Cybersecurity Course Schedule summer 2019
Cybersecurity courses are restricted to students enrolled in the MICS degree program only.
All times are listed in the Pacific Time Zone (America/Los_Angeles).
This course explores the most important elements beyond technology that shape the playing field on which cybersecurity problems emerge and are managed. The course emphasizes how ethical, legal, and economic frameworks enable and constrain security technologies and policies. It introduces some of the most important macro-elements (such as national security considerations and interests of nation-states) and micro-elements (such as behavioral economic insights into how people understand and interact with security features). Specific topics include policymaking, business models, legal frameworks, national security considerations, ethical issues, standards making, and the roles of users, government, and industry.
This course focuses on both mathematical and practical foundations of cryptography. The course discusses asymmetric and symmetric cryptography, Kerchkoff’s Principle, chosen and known plaintext attacks, public key infrastructure, X.509, SSL/TLS (https), and authentication protocols. The course will include an in-depth discussion of many different cryptosystems including the RSA, Rabin, DES, AES, Elliptic Curve, and SHA family cryptosystems. This course also introduces advanced topics of applied cryptography, including a brief introduction to homomorphic encrypted computation and secure multi-party computation to protect sensitive data during arbitrary computation, cryptocurrency and its cryptographic building blocks, and quantum computing.
The course presents the challenges, principles, mechanisms and tools to make software secure. We will discuss the main causes of vulnerabilities and the means to avoid and defend against them. The focus is on secure programming practice, including specifics for various languages, but also covering system-level defenses (architectural approaches and run-time enforcement). We will also apply software analysis and vulnerability detection tools in different scenarios.
Machine learning is a rapidly growing field at the intersection of computer science and statistics concerned with finding patterns in data. It is responsible for tremendous advances in technology, from personalized product recommendations to speech recognition in cell phones. This course provides a broad introduction to the key ideas in machine learning, with a focus on applications and concepts relevant to cybersecurity. The emphasis will be on intuition and practical examples rather than theoretical results, though some experience with probability, statistics, and linear algebra will be important.
Introduction to networking and security as applied to networks. Exercises cover network programming in a language of the student's choice, understanding and analyzing packet traces using tools like wireshark and mitmproxy, as well as applying security principles to analyze and determine network security. After this course, the student will have a fundamental understanding of networking, TLS and security as it applies to networked systems.

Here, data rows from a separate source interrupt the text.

PR #1355, opened 2021-01-06
make the meaning of -s options in samtools depth subcmd more clear

wulj2:
in fact, the ```-s``` option will automatically raise baseQ threshold to 1 internally.
see https://github.com/samtools/samtools/blob/develop/bam2depth.c#L172-L175
so the document of ```-s``` option is somewhat misleading?


valeriuo:
Merged as fe8efa74efdb388b2656909d3cba9bb2fced1960
Thanks for the fix!

PR #1367, opened 2021-01-28
[view] Add support for int value tags to options -d and -D

### LINKED ISSUE #1357: support int tags with samtools view options -d and -D
the -d and -D options of samtools view currently handle only tags of type string, as evidenced by the following code:

https://github.com/samtools/samtools/blob/d58fc8a16729f25407da6729c440a51140396f4c/sam_view.c#L104-L112

It would be nice if those options could also handle tags of type integer.
For example, the following mods allowed me to use option -D with a file containing 1651 integers:
```C
    if (settings->tvhash && settings->tag) {                                     
        uint8_t *s = bam_aux_get(b, settings->tag);                              
        if (s) {                                                                 
            uint8_t t[24];                                                         
            khint_t k;                                                             
            if (*s=='i') { sprintf((char*)t,"%ld",bam_aux2i(s)); s=t; } else ++s;  
            k = kh_get(tv, settings->tvhash, (char*)s);                          
            if (k == kh_end(settings->tvhash)) return 1;                         
        } else {                                                                 
            return 1;                                                            
        }                                                                        
    }                                                                            
```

This course offers valuable perspective for both the non-technical business manager and the technical cybersecurity or IT manager. It is the vital connector between the technical world of threats, vulnerabilities, and exploits, and the business world of board-level objectives, enterprise risk management, and organizational leadership. Now more than ever, managers have a need and responsibility to understand cyber risk. Just as financial risks and other operational risks have to be effectively managed within an organization, cyber risk has to be managed. It spans far beyond information technology, with broad implications in the areas of organizational behavior, financial risk modeling, legal issues, and executive leadership.
This course surveys privacy mechanisms applicable to systems engineering, with a particular focus on the inference threat arising due to advancements in artificial intelligence and machine learning. We will briefly discuss the history of privacy and compare two major examples of general legal frameworks for privacy from the United States and the European Union. We then survey three design frameworks of privacy that may be used to guide the design of privacy-aware information systems. Finally, we survey threat-specific technical privacy frameworks and discuss their applicability in different settings, including statistical privacy with randomized responses, anonymization techniques, semantic privacy models, and technical privacy mechanisms.
Cybersecurity is a primary national security and public policy concern. The government, military and private sector have various roles and responsibilities with regard to the protection of the cyber domain. In this course, students critically evaluate these roles and responsibilities, the manner in which government networks, systems, and data are secured, and the ability of national and international cybersecurity strategies and partnerships to mitigate the security risks introduced by society’s increased reliance on information.
This course provides students with real-world experience assisting politically vulnerable organizations and persons around the world to develop and implement sound cybersecurity practices. In the classroom, students study basic theories and practices of digital security, intricacies of protecting largely under-resourced organizations, and tools needed to manage risk in complex political, sociological, legal, and ethical contexts. In the clinic, students work in teams supervised by Clinic staff to provide direct cybersecurity assistance to civil society organizations. We emphasize pragmatic, workable solutions that take into account the unique needs of each partner organization.